Source information —
PR #204, opened 2021-01-14
Bug 1913341: [OCPCLOUD-1072] Add Disruptive test selection and mark proxy tests as disruptive.

Danil-Grigorev:
Proxy tests are containing some basic post condition identifying cluster as recovered.

### DIFF
--- a/Makefile
+++ b/Makefile
@@ -59,14 +59,18 @@ build-e2e:
 
 .PHONY: test-e2e
 test-e2e: ## Run openshift specific e2e test
+	# Run Disruptive tests first. Those might include things causing all masters to restart, and should run serially
+
+	hack/ci-integration.sh $(GINKGO_ARGS) -focus="\[Disruptive\]" || (hack/junitmerge.sh && exit 1)
+
 	# Run operator tests first to preserve logs for troubleshooting test
 	# failures and flakes.
 	# Feature:Operator tests remove deployments. Thus loosing all the logs
 	# previously acquired.
-	hack/ci-integration.sh $(GINKGO_ARGS) -focus="Feature:Operators" || (hack/junitmerge.sh && exit 1)
-	hack/ci-integration.sh $(GINKGO_ARGS) -p -skip="Feature:Operators|Autoscaler" || (hack/junitmerge.sh && exit 1)
+	hack/ci-integration.sh $(GINKGO_ARGS) -focus="Feature:Operators" -skip="\[Disruptive\]" || (hack/junitmerge.sh && exit 1)
+	hack/ci-integration.sh $(GINKGO_ARGS) -p -skip="Feature:Operators|Autoscaler|\[Disruptive\]" || (hack/junitmerge.sh && exit 1)
 	# TODO: parallelise autoscaler
-	hack/ci-integration.sh $(GINKGO_ARGS) -focus="Autoscaler" || (hack/junitmerge.sh && exit 1)
+	hack/ci-integration.sh $(GINKGO_ARGS) -focus="Autoscaler" -skip="\[Disruptive\]" || (hack/junitmerge.sh && exit 1)
 	# After success, merge all JUnit files into one
 	hack/junitmerge.sh
 
--- a/pkg/framework/framework.go
+++ b/pkg/framework/framework.go
@@ -124,14 +124,25 @@ func LoadClientset() (*kubernetes.Clientset, error) {
 	return kubernetes.NewForConfig(cfg)
 }
 
-func IsStatusAvailable(client runtimeclient.Client, name string) bool {
+func WaitForStatusAvailableShort(client runtimeclient.Client, name string) bool {
+	return expectStatusAvailableIn(client, name, WaitShort)
+}
+
+func WaitForStatusAvailableMedium(client runtimeclient.Client, name string) bool {
+	return expectStatusAvailableIn(client, name, WaitMedium)
+}
+
+func WaitForStatusAvailableOverLong(client runtimeclient.Client, name string) bool {
+	return expectStatusAvailableIn(client, name, WaitOverLong)
+}
+
+func expectStatusAvailableIn(client runtimeclient.Client, name string, timeout time.Duration) bool {
 	key := types.NamespacedName{
-		Namespace: MachineAPINamespace,
-		Name:      name,
+		Name: name,
 	}
 	clusterOperator := &configv1.ClusterOperator{}
 
-	if err := wait.PollImmediate(RetryShort, WaitShort, func() (bool, error) {
+	if err := wait.PollImmediate(RetryMedium, timeout, func() (bool, error) {
 		if err := client.Get(context.TODO(), key, clusterOperator); err != nil {
 			klog.Errorf("error querying api for OperatorStatus object: %v, retrying...", err)
 			return false, nil
--- a/pkg/operators/cluster-autoscaler-operator.go
+++ b/pkg/operators/cluster-autoscaler-operator.go
@@ -92,6 +92,6 @@ var _ = Describe("[Feature:Operators] Cluster autoscaler cluster operator status
 		var err error
 		client, err := framework.LoadClient()
 		Expect(err).NotTo(HaveOccurred())
-		Expect(framework.IsStatusAvailable(client, "cluster-autoscaler")).To(BeTrue())
+		Expect(framework.WaitForStatusAvailableShort(client, "cluster-autoscaler")).To(BeTrue())
 	})
 })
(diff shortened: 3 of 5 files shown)


michaelgugino (approved):
/lgtm

Makefile
```diff
@@ -59,14 +59,19 @@ build-e2e:
...
 	# failures and flakes.
 	# Feature:Operator tests remove deployments. Thus loosing all the logs
 	# previously acquired.
-	hack/ci-integration.sh $(GINKGO_ARGS) -focus="Feature:Operators" || (hack/junitmerge.sh && exit 1)
-	hack/ci-integration.sh $(GINKGO_ARGS) -p -skip="Feature:Operators|Autoscaler" || (hack/junitmerge.sh && exit 1)
+	hack/ci-integration.sh $(GINKGO_ARGS) -focus="Feature:Operators" -skip="Disruptive" || (hack/junitmerge.sh && exit 1)
+	hack/ci-integration.sh $(GINKGO_ARGS) -p -skip="Feature:Operators|Autoscaler|Disruptive" || (hack/junitmerge.sh && exit 1)
 	# TODO: parallelise autoscaler
-	hack/ci-integration.sh $(GINKGO_ARGS) -focus="Autoscaler" || (hack/junitmerge.sh && exit 1)
+	hack/ci-integration.sh $(GINKGO_ARGS) -focus="Autoscaler" -skip="Disruptive" || (hack/junitmerge.sh && exit 1)
```
JoelSpeed, line 74: Which takes precedence here? Skip or Focus?

Makefile
```diff
@@ -59,14 +59,19 @@ build-e2e:
...
+	# TODO: Disabled, until all disruptive tests are prefixed with post-conditions, allowing cluster to recover
+	# hack/ci-integration.sh $(GINKGO_ARGS) -focus="Disruptive" || (hack/junitmerge.sh && exit 1)
+
 	# Run operator tests first to preserve logs for troubleshooting test
 	# failures and flakes.
 	# Feature:Operator tests remove deployments. Thus loosing all the logs
 	# previously acquired.
-	hack/ci-integration.sh $(GINKGO_ARGS) -focus="Feature:Operators" || (hack/junitmerge.sh && exit 1)
-	hack/ci-integration.sh $(GINKGO_ARGS) -p -skip="Feature:Operators|Autoscaler" || (hack/junitmerge.sh && exit 1)
+	hack/ci-integration.sh $(GINKGO_ARGS) -focus="Feature:Operators" -skip="Disruptive" || (hack/junitmerge.sh && exit 1)
```
JoelSpeed, line 71: Should we be more explicit here and make this `[Disruptive]` including the brackets, just in case a test randomly has disruptive in the title anyway?

Makefile
Danil-Grigorev: Definitely skip.

Makefile
Danil-Grigorev: I'm afraid of possibility for this to become a wildcard regular expression.

JoelSpeed: Does the syntax make it a regex, In which case we can escape the brackets right?

Danil-Grigorev: Let's try this. Need another LGTM then.

JoelSpeed:
/approve
/lgtm

Seems to be doing what it says on the tin

Danil-Grigorev:
https://prow.ci.openshift.org/view/gs/origin-ci-test/pr-logs/pull/openshift_cluster-api-actuator-pkg/204/pull-ci-openshift-cluster-api-actuator-pkg-master-e2e-azure-operator/1349735203181957120 is failing, the problem still persists.

/retest

Danil-Grigorev:
Wait, I was assuming this proxy change got merged, and didn't take an effect, so marked webhook tests as disruptive. @JoelSpeed I did a change, should I revert it and will you be able to give it a second LGTM?..

Makefile
```diff
@@ -59,14 +59,19 @@ build-e2e:
 
 .PHONY: test-e2e
 test-e2e: ## Run openshift specific e2e test
+	# Run Disruptive tests first. Those might include things causing all masters to restart, and should run serially
+
+	# TODO: Disabled, until all disruptive tests are prefixed with post-conditions, allowing cluster to recover
+	# hack/ci-integration.sh $(GINKGO_ARGS) -focus="\[Disruptive\]" || (hack/junitmerge.sh && exit 1)
```
JoelSpeed, line 65: Does this currently run any tests? Is it worth merging it uncommented and just having it be a no-op for now?

Danil-Grigorev: I think we can uncomment it, but revert to the state of https://github.com/openshift/cluster-api-actuator-pkg/commit/d8f139d9f67dfd10dff4b7cfe3ea60c9cefba429 and https://github.com/openshift/cluster-api-actuator-pkg/commit/e3a1a4fb39a61566087d97d2139cadebf9482c87 first. Let'd mark proxy tests as disruptive for now, and consider adding post/pre conditions later @JoelSpeed

JoelSpeed: I don't really follow what you mean by reverting? As far as I can tell, this should be good to merge if we just uncomment this line. What are you concerned about in particular?

Danil-Grigorev: No, just trying to recall conversation in slack on this topic. SGTM and updated, PTAL @JoelSpeed

JoelSpeed:
Code changes look ok to me, want to see how the tests pass/fail before giving approval

Danil-Grigorev:
Previous code changes are sufficient to fix the issue mentioned in https://bugzilla.redhat.com/show_bug.cgi?id=1913341#c4 Reverting this to https://github.com/openshift/cluster-api-actuator-pkg/commit/d8f139d9f67dfd10dff4b7cfe3ea60c9cefba429

Makefile
```diff
@@ -59,14 +59,18 @@ build-e2e:
 
 .PHONY: test-e2e
 test-e2e: ## Run openshift specific e2e test
+	# Run Disruptive tests first. Those might include things causing all masters to restart, and should run serially
+
+	hack/ci-integration.sh $(GINKGO_ARGS) -focus="Disruptive" || (hack/junitmerge.sh && exit 1)
```
JoelSpeed, line 64: Should this use the same focus as the others skip?
```suggestion
	hack/ci-integration.sh $(GINKGO_ARGS) -focus="\[Disruptive\]" || (hack/junitmerge.sh && exit 1)
```

pkg/framework/framework.go
```diff
@@ -125,13 +125,21 @@ func LoadClientset() (*kubernetes.Clientset, error) {
 }
 
 func IsStatusAvailable(client runtimeclient.Client, name string) bool {
+	return expectStatusAvailableIn(client, name, WaitShort)
+}
+
+func WaitForStatusAvailable(client runtimeclient.Client, name string) bool {
+	return expectStatusAvailableIn(client, name, WaitMedium)
+}
```
JoelSpeed, line 133: Do we need two helpers with different names like this? This to me implies that one is sync and one is async, but they are both async. Can we make this clearer somehow?

Danil-Grigorev: It is essentially like this. One scenario is expecting an absence of interruption in MAO `IsStatusAvailable` with minimal amount of polling (just to exclude case when is something with API server), and another is actually waiting for Available condition in ~3 min, which is the time required to roll out our components and verify that they are stable.

Makefile
Danil-Grigorev: Fixed, PTAL.

pkg/framework/framework.go
JoelSpeed: Why not name them `WaitForStatusAvailableShort`/`WaitForStatusAvailableLong` in that case? I still think it's confusing that these are basically the same but have different names completely

Danil-Grigorev: Updated PTAL @JoelSpeed

pkg/framework/framework.go
```diff
@@ -124,14 +124,22 @@ func LoadClientset() (*kubernetes.Clientset, error) {
 	return kubernetes.NewForConfig(cfg)
 }
 
-func IsStatusAvailable(client runtimeclient.Client, name string) bool {
+func WaitForStatusAvailableShort(client runtimeclient.Client, name string) bool {
+	return expectStatusAvailableIn(client, name, WaitShort)
+}
+
+func WaitForStatusAvailableLong(client runtimeclient.Client, name string) bool {
```
JoelSpeed, line 131: Since this uses wait medium let's call it medium
```suggestion
func WaitForStatusAvailableMedium(client runtimeclient.Client, name string) bool {
```

Danil-Grigorev:
/hold

Putting a hold on that, still needs some work. The post condition for proxy was not sufficient. Webhooks are still flaking ATM.

JoelSpeed:
Why are we waiting now for KAS and KCM to become available?

Danil-Grigorev:
> Why are we waiting now for KAS and KCM to become available?

This is the only way to ensure the cluster is healthy again. Or we will see flakes in our tests in different places.

lobziik:
Might it make sense to have a separate make target and CI step as well, like we have for origin tests?
https://github.com/openshift/release/blob/master/ci-operator/jobs/openshift/machine-api-operator/openshift-machine-api-operator-master-presubmits.yaml#L962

Directions —
Looking at the entries, count the lines where the word "WaitForStatusAvailableShort" appears, and state the count by itself.

Response —
4